Ziulkoski acredita que o lockdown é uma forma de evitar o “sangramento” no qual o País se encontra, com quase 2 mil mortes diárias e vacinação ainda oscilante. Ele destacou que a maioria da população adulta deve estar totalmente imunizada apenas no início de 2022 e lembrou do risco de falta de leitos diante da circulação de novas cepas.

“Entende-se que é o momento, no mês de agosto, de se decretar e cumprir um lockdown como fizeram outros países que tiveram sucesso e alguns municípios do Brasil. Para poder interromper e colocar o vírus no chão, o ideal cientificamente é 21 dias, mas com 15 já seria uma hipótese real. Fecharíamos os aeroportos e deixaríamos só os serviços essenciais”, disse.

Ziulkoski acredita que a medida faria o número de contaminação diminuir e evitaria uma maior mortalidade no País.

Ele também apresentou estudo da CNM com a projeção de vacinação no País se houvesse uma maior distribuição de imunizantes por parte do governo. Segundo os dados da entidade, toda a população estaria vacinada com a dose 1 em maio e com o esquema vacinal completo (D1+D2) em setembro de 2021, mantendo-se a aplicação diária de 1.393.415 doses, dia com maior aplicação de doses no Brasil, de acordo com base do Ministério da Saúde.

Medidas de isolamento social, como fechamento de serviços não essenciais e outras ações já eram adotadas por 76% dos municípios.

 

Leitos

Sobre a ocupação dos leitos das UTI, na semana da consulta, 21,5% dos municípios estavam com a capacidade acima de 95% ocupadas (mais de 660 cidades); acima de 90% eram 17,8%. Ziulkoski destacou que 13% dos pesquisados estão com risco de faltar o chamado kit intubação.

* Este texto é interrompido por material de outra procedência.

PR #2394, opened 2020-03-19
Add url payload source

jkonecny12:
Ready for review with the new solution.

Create a new payload url source. This source will handle `http`, `https`, `ftp` and `file` protocols.

This source is not expected to contain plenty of logic but it tries to change how we are handling input settings for URL. Also this source should handle two kickstart commands parts `url` and `repo`.

Progress of the source implementation:
- [x] URL link 
- [x] SSL verification toggle flag
- [x] SSL verification configuration
- [x] Proxy settings 
- [x] Packages/Groups exclude/include
- [x] Repo file (``repo --install``) creation flag
- [x] Repo `cost` value
- [ ] ~Solve `is_ready()` method always return `True` (this will block payload source change)~
- [x] Repo name


pyanaconda/modules/payloads/constants.py
```diff
@@ -33,3 +36,13 @@ class SourceType(Enum):
     LIVE_OS_IMAGE = "LIVE_OS_IMAGE"
     HMC = "HMC"
     CDROM = "CDROM"
+    URL = "URL"
+
+
+@unique
+class URLSourceType(Enum):
```
VladimirSlavik: I'm curious - why are the constants and type definition in two places?

pyanaconda/core/constants.py
```diff
@@ -390,3 +390,9 @@ class PayloadRequirementType(Enum):
 PARTITIONING_METHOD_MANUAL = "MANUAL"
 PARTITIONING_METHOD_INTERACTIVE = "INTERACTIVE"
 PARTITIONING_METHOD_BLIVET = "BLIVET"
+
+# Payload URL source types.
+URL_SOURCE_BASE = "BASE"
```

Tal cenário, conforme aponta o presidente da Confederação, é muito preocupante. Já foi mais agudo, mas continua forte.

Quando o assunto é o número de mortes, Ziulkoski alertou: “Estamos nos acostumando e achando que estamos melhorando, mas, se não tivermos cuidado, voltaremos a ter a rede de saúde colapsada”.

Desde julho de 2020, os leitos UTI Covid estão cheios, só o gasto federal foi de R$ 8,55 bilhões.

 

Vacinação

Mais de um quarto dos gestores relataram falta de vacinas. Faltou vacinas em 27,2% dos municípios participantes do levantamento. Enquanto o imunizante para segunda dose esteve em falta em 13,1%, mais de 96,7% dos gestores afirmam ter faltado vacinas para aplicação da primeira dose.

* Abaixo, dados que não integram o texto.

PR #2406, opened 2020-03-26
subscription: SubscriptionRequest DBus structure

M4rtinK:
Add a SubscriptionRequest DBus structure, holding data needed
for a successful subscription attempt.

SubscriptionRequest can hold the following credentials:
- username & password
- org id & activation key/-s

As possibly both set of credentials could be set,
SubscriptionRequest has a type, that specifies which
credentials should be used for the subscription attempt.

SubscriptionRequest also holds the proxy configuration
and custom URL configuration (if any).

Red Hat account password, activation keys and HTTP proxy
password are all considered sensitive data, due to which
they are set-only. Once they are set to the Subscription
module, they will be stored internally and wiped in
SubscriptionRequest instances returned by the module.

It is still possible to check if a given sensitive value
has been set by inspecting the account_password_set,
activation_keys_set ans server_proxy_password_set properties.

Also included is the InsightsEnabled property that tracks
the intent to connect the target system to Red Hat Insights.

And of course, all this is covered by extensive unit tests.

### DIFF
--- a/pyanaconda/modules/common/structures/subscription.py
+++ b/pyanaconda/modules/common/structures/subscription.py
@@ -19,8 +19,11 @@
 from dasbus.structure import DBusData
 from dasbus.typing import *  # pylint: disable=wildcard-import
 
-__all__ = ["SystemPurposeData"]
+from pyanaconda.core.constants import DEFAULT_SUBSCRIPTION_REQUEST_TYPE
 
+from pyanaconda.modules.common.structures.secret import SecretData, SecretDataList
+
+__all__ = ["SystemPurposeData", "SubscriptionRequest"]
 
 class SystemPurposeData(DBusData):
     """System purpose data."""
@@ -78,3 +81,274 @@ class SystemPurposeData(DBusData):
     @addons.setter
     def addons(self, addons: List[Str]):
         self._addons = addons
+
+
+class SubscriptionRequest(DBusData):
+    """Data for a subscription request.
+
+    NOTE: Names of some of the fields are based on
+          how the given keys are called in rhsm.conf.
+    """
+
+    def __init__(self):
+        # subscription request type
+        # (based on authentication method used)
+        self._type = DEFAULT_SUBSCRIPTION_REQUEST_TYPE
+        # user identification
+        # - in case an account is member
+        #   of multiple organizations, both
+        #   organization and account username
+        #   need to be set
+        self._organization = ""
+        self._redhat_account_username = ""
+        # Candlepin instance
+        self._server_hostname = ""
+        # CDN base url
+        self._rhsm_baseurl = ""
+        # RHSM HTTP proxy
+        self._server_proxy_hostname = ""
+        self._server_proxy_port = -1
+        self._server_proxy_user = ""
+        # private data
+        # - we are using SecretData & SecretDataList
+        #   nested DBus structures to protect this
+        #   sensitive data
+        # - this way they can be set-only & easily
+        #   removed from SubscriptionRequest on
+        #   output from the Subscription module
+        # - they also support a robust way of clearing
+        #   previously set sensitive data if required
+        self._redhat_account_password = SecretData()
+        self._activation_keys = SecretDataList()
+        self._server_proxy_password = SecretData()
+
+    @property
+    def type(self) -> Str:
+        """Subscription request type.
+
+        Subscription request type is based on the authentication method used.
+
+        At the moment the following two are supported:
+        - username + password
+        - organization id + one or more activation keys
+
+        By default username + password is used.
+
+        Valid values are:
+        "username_password"
+        "org_activation_key"
+
+        :return: subscription request type
+        :rtype: str
+        """
+        return self._type
+
+    @type.setter
+    def type(self, request_type: Str):
+        self._type = request_type
+
+    @property
+    def organization(self) -> Str:
+        """Organization id for subscription purposes.
+
+        In most cases one of the following will be used:
+        - org id + one or more activation keys
+        - username + password
+
+        There is also a less often expected use case,
+        which applies if the same user account exists
+        in multiple organizations on the same Candlepin
+        instance. In such a case both username and
+        organization id needs to be set.
+
+        :return: organization id
+        :rtype: str
+        """
+        return self._organization
+
+    @organization.setter
+    def organization(self, organization: Str):
+        self._organization = organization
+
+    @property
+    def account_username(self) -> Str:
+        """Red Hat account username for subscription purposes.
+
+        In case the account for the given username is member
+        of multiple organizations, organization id needs to
+        be specified as well or else the registration attempt
+        will not be successful.
+
+        :return: Red Hat account username
+        :rtype: str
+        """
+        return self._redhat_account_username
+
+    @account_username.setter
+    def account_username(self, account_username: Str):
+        self._redhat_account_username = account_username
+
+    @property
+    def server_hostname(self) -> Str:
+        """Subscription server hostname.
+
+        This is basically a URL pointing to a Candlepin
+        instance to be used. It could be the one handling
+        general subscriptions hosted by Red Hat or one
+        embedded in a Satellite deployment.
+
+        If no custom server hostname is set, the default
+        value used by subscription manager will be used,
+        which is usually the URL pointing to the general
+        purpose Red Hat hosted Candlepin instance.
+
+        :return: Candlepin instance URL
+        :rtype: str
+        """
+        return self._server_hostname
+
+    @server_hostname.setter
+    def server_hostname(self, server_hostname: Str):
+        self._server_hostname = server_hostname
+
+    @property
+    def rhsm_baseurl(self) -> Str:
+        """CDN repository base URL.
+
+        Sets the base URL for the RHSM generated
+        repo file.
+
+        Setting this to a non default value only
+        makes sense if registering against Satellite
+        (as you would want to use the repos hosted
+        on the given Satellite instance) or possibly
+        during testing.
+
+        If no custom rhsm baseurl is set, the default
+        value used by subscription managed will be used,
+        which is generally baseurl for the Red Hat CDN.
+
+        :return: RHSM base url
+        :rtype: str
+        """
+        return self._rhsm_baseurl
+
+    @rhsm_baseurl.setter
+    def rhsm_baseurl(self, rhsm_baseurl: Str):
+        self._rhsm_baseurl = rhsm_baseurl
+
+    @property
+    def server_proxy_hostname(self) -> Str:
+        """RHSM HTTP proxy - hostname.
+
+        This is the hostname of the RHSM HTTP
+        proxy, which will be used for subscription
+        purposes only, eq. this will not configure
+        a system wide HTTP proxy.
+
+        :return: RHSM HTTP proxy hostname
+        :rtype: str
+        """
+        return self._server_proxy_hostname
+
+    @server_proxy_hostname.setter
+    def server_proxy_hostname(self, hostname: Str):
+        self._server_proxy_hostname = hostname
+
+    @property
+    def server_proxy_port(self) -> Int:
+        """RHSM HTTP proxy - port number.
+
+        -1 means port has not been set.
+
+        :returns: RHSM HTTP proxy port number
+        :rtype: int
+        """
+        return self._server_proxy_port
+
+    @server_proxy_port.setter
+    def server_proxy_port(self, port_number: Int):
+        self._server_proxy_port = port_number
+
+    @property
+    def server_proxy_user(self) -> Str:
+        """RHSM HTTP proxy - access username.
+
+        :return: RHSM HTTP proxy access username
+        :rtype: str
+        """
+        return self._server_proxy_user
+
+    @server_proxy_user.setter
+    def server_proxy_user(self, username: Str):
+        self._server_proxy_user = username
+
+    # private data
+    # - generally sensitive data such as passwords
+    #   or activation keys
+    # - these values should be "write only",
+    #   meaning data goes to the Subscription
+    #   module but can't be read out later one
+    #   via the public API
+    # - only the Subscription module should have
+    #   have access to these data internally &
+    #   use them appropriately (eq. register
+    #   the system, authenticate to HTTP proxy, etc.)
+    # - it should be also possible to explicitly
+    #   clear a previously set secret
+    # - to protect these values we are using
+    #   SecretData & SecretDataList, see their
+    #   implementation for more information
+
+    @property
+    def account_password(self) -> SecretData:
+        """Red Hat account password.
+
+        NOTE: This property is stored in SecretData
+              nested DBus structure to protect its contents.
+
+        :return: Red hat account password stored in a SecretData instance
+        :rtype: SecretData instance
+        """
+        return self._redhat_account_password
+
+    @account_password.setter
+    def account_password(self, password: SecretData):
+        if password:
+            self.account_password_set = True
+        self._redhat_account_password = password
+
+    @property
+    def activation_keys(self) -> SecretDataList:
+        """List of activation keys.
+
+        For a successful activation key based registration
+        at least one activation key needs to be set.
+
+        NOTE: This property is stored in SecretDataList
+              nested DBus structure to protect its contents.
+
+        :return: list of activation keys stored in SecretDataList instance
+        :rtype: SecretDataList instance
+        """
+        return self._activation_keys
+
+    @activation_keys.setter
+    def activation_keys(self, activation_keys: SecretDataList):
+        self._activation_keys = activation_keys
+
+    @property
+    def server_proxy_password(self) -> SecretData:
+        """RHSM HTTP proxy - access password.
+
+        NOTE: This property is stored in SecretData
+              nested DBus structure to protect its contents.
+
+        :return: RHSM HTTP proxy password stored in SecretData instance
+        :rtype: SecretData instance
+        """
+        return self._server_proxy_password
+
+    @server_proxy_password.setter
+    def server_proxy_password(self, password: SecretData):
+        self._server_proxy_password = password
--- a/pyanaconda/modules/subscription/subscription.py
+++ b/pyanaconda/modules/subscription/subscription.py
@@ -17,16 +17,24 @@
 # License and may only be used or replicated with the express permission of
 # Red Hat, Inc.
 #
-import os
+import copy
+import warnings
 
 from pyanaconda.core import util
 from pyanaconda.core.signal import Signal
+from pyanaconda.core.constants import SECRET_TYPE_HIDDEN, SUBSCRIPTION_REQUEST_TYPE_ORG_KEY, \
+    SUBSCRIPTION_REQUEST_VALID_TYPES
 
+from pyanaconda.modules.common.errors import InvalidValueError
 from pyanaconda.modules.common.base import KickstartService
-from pyanaconda.modules.common.structures.subscription import SystemPurposeData
+from pyanaconda.modules.common.structures.subscription import SystemPurposeData, \
+    SubscriptionRequest
+from pyanaconda.modules.common.structures.secret import get_public_copy
 
 from pyanaconda.modules.subscription import system_purpose
 from pyanaconda.modules.subscription.kickstart import SubscriptionKickstartSpecification
+
+from pykickstart.errors import KickstartParseWarning
 
 from pyanaconda.anaconda_loggers import get_module_logger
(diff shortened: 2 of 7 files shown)


M4rtinK:
Please let me know what you think about how the enum is being used for the SubscriptionRequest type. While it seems natural to me that an enum should be used for this, I'm still not sure if it is really worth it, given that we need to convert its values to string and back all the time due to DBus API requirements.

pyanaconda/modules/subscription/subscription.py
```diff
@@ -174,3 +240,80 @@ def set_system_purpose_data(self, system_purpose_data):
...
+        if subscription_request.server_proxy_password == "":
+            subscription_request.server_proxy_password = current_request.server_proxy_password
+
+        self._subscrition_request = subscription_request
+        self.subscription_request_changed.emit()
+        log.debug("A subscription request has been set.")
+
+    @property
+    def connect_to_insights(self):
+        """Indicates if the target system should be connected to red Hat Insights.
```
poncovka: Red Hat :-)

tests/nosetests/pyanaconda_tests/module_subscription_tests.py
```diff
@@ -219,6 +228,186 @@ def set_system_purpose_test(self):
...
+
+    def subscription_request_data_defaults_test(self):
+        """Test the SubscriptionRequest DBus structure defaults."""
+
+        # create empty SubscriptionRequest structure
+        empty_request = SubscriptionRequest()
+
+        # compare with expected default values
+        expected_default_dict = {
+            "type": get_variant(Str, str(DEFAULT_SUBSCRIPTION_REQUEST_TYPE.value)),
```
poncovka: This is not even correct. Please, always use constants when you set up the DBus structure.

pyanaconda/modules/subscription/subscription.py
```diff
@@ -174,3 +240,80 @@ def set_system_purpose_data(self, system_purpose_data):
...
+        # set private data indicators
+        subscription_request.account_password_set = bool(
+                subscription_request.account_password
+        )
+        subscription_request.activation_keys_set = bool(
+                subscription_request.activation_keys
+        )
+        subscription_request.server_proxy_password_set = bool(
+                subscription_request.server_proxy_password
+        )
```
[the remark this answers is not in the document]
M4rtinK: These properties will be used by the UI to check if a password/key has been set previously outside of the UI, via kickstart DBus or similar.

As for setting the value of the property in the DBus structure itself - I guess we could implement that & possibly drop the public setter for the _set properties hen we are at it.

But we still need to validate this when we set the structure to the module as well, otherwise in a case of a client not written in Python that does not have our SubscriptionRequest class available we can't really assure it will all be set correctly & should not blindly accept the data into the module.

pyanaconda/modules/common/structures/subscription.py
```diff
@@ -78,3 +84,326 @@ def addons(self) -> List[Str]:
...
+
+        :return: subscription request type
+        :rtype: str
+        """
+        return str(self._type.value)
+
+    @type.setter
+    def type(self, request_type: Str):
+        self._validate_type(request_type)
+        self._type = SubscriptionRequestType(request_type)
```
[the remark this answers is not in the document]
M4rtinK: Yeah, it really looked less good in the final form with all those conversions to string and back.
Let's scrap it and just use constants instead.

pyanaconda/modules/common/structures/subscription.py
```diff
@@ -16,11 +16,17 @@
...
 #
+from enum import Enum
+
 from dasbus.structure import DBusData
 from dasbus.typing import *  # pylint: disable=wildcard-import
 
-__all__ = ["SystemPurposeData"]
+from pyanaconda.modules.common.errors import InvalidValueError
+
+from pyanaconda.modules.subscription.constants import SubscriptionRequestType, \
```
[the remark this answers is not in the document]
M4rtinK: Replaced by constants in pyanaconda/modules/common/structures/subscription.py.

pyanaconda/modules/common/structures/subscription.py
```diff
@@ -78,3 +84,326 @@ def addons(self) -> List[Str]:
...
+        """Subscription request type.
+
+        Subscription request type is based on the authentication method used.
+
+        At the moment the following two are supported:
+        - username + password
+        - organization id + one or more activation keys
+
+        By default username + password is used.
+
```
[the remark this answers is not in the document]
M4rtinK: Added.

pyanaconda/modules/subscription/subscription.py
```diff
@@ -95,6 +117,50 @@ def process_kickstart(self, data):
...
+        # credentials
+        if data.rhsm.organization:
+            subscription_request.organization = data.rhsm.organization
+        if data.rhsm.activation_keys:
+            subscription_request.activation_keys = data.rhsm.activation_keys
+
+        # if org id and at least one activation key is set, switch authentication
+        # type to ORG & KEY
+        if data.rhsm.organization and data.rhsm.activation_keys:
+            subscription_request.type = str(SubscriptionRequestType.ORG_KEY.value)
```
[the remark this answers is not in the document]
M4rtinK: Switched to constant.

pyanaconda/modules/subscription/subscription.py
```diff
@@ -95,6 +117,50 @@ def process_kickstart(self, data):
...
+                # should not be fatal, but definitely logged as error
+                log.error("Failed to parse proxy for the rhsm command: %s", str(e))
+
+        # set the resulting subscription request
+        self.set_subscription_request(subscription_request)
+
+        # insights
+        self.set_connect_to_insights(bool(data.rhsm.connect_to_insights))
+
     def setup_kickstart(self, data):
```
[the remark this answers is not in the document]
M4rtinK: Good point, note added. :)

pyanaconda/modules/subscription/subscription.py
```diff
@@ -95,6 +117,50 @@ def process_kickstart(self, data):
...
+                    # ensure port is an integer and set to -1 if unknown
+                    port = int(proxy.port) if proxy.port else -1
+
+                    subscription_request.server_proxy_hostname = proxy.host
+                    subscription_request.server_proxy_port = port
+                    subscription_request.server_proxy_user = proxy.username
+                    subscription_request.server_proxy_password = proxy.password
+            except util.ProxyStringError as e:
+                # should not be fatal, but definitely logged as error
+                log.error("Failed to parse proxy for the rhsm command: %s", str(e))
```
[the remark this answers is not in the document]
M4rtinK: Sounds, like a good idea, did that.

M4rtinK:
jenkins, test this please

pyanaconda/modules/common/structures/subscription.py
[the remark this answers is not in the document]
M4rtinK: The Enum has been dropped.

pyanaconda/modules/subscription/subscription.py
```diff
@@ -174,3 +240,80 @@ def set_system_purpose_data(self, system_purpose_data):
...
+    def set_subscription_request(self, subscription_request):
+        """Set a subscription request.
+
+        Set the complete DBus structure containing subscription
+        request data.
+
+        :param subscription_request: subscription request structure to be set
+        :type subscription_request: DBus structure
+        """
+        current_request = copy.deepcopy(self._subscrition_request)
```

Segundo a pesquisa, 97,4% dos municípios iniciaram a vacinação dos grupos abaixo de 60 anos sem comorbidades, e em 2,2% ainda não se iniciou. Nesta semana, 29,9% dos municípios pesquisados já estão vacinando a faixa entre 45 a 49 anos; em 29,2% das cidades analisadas a imunização está entre 40 e 44 anos; 6,2% entre 35 e 39 anos; e abaixo dessa idade em cerca de 6%.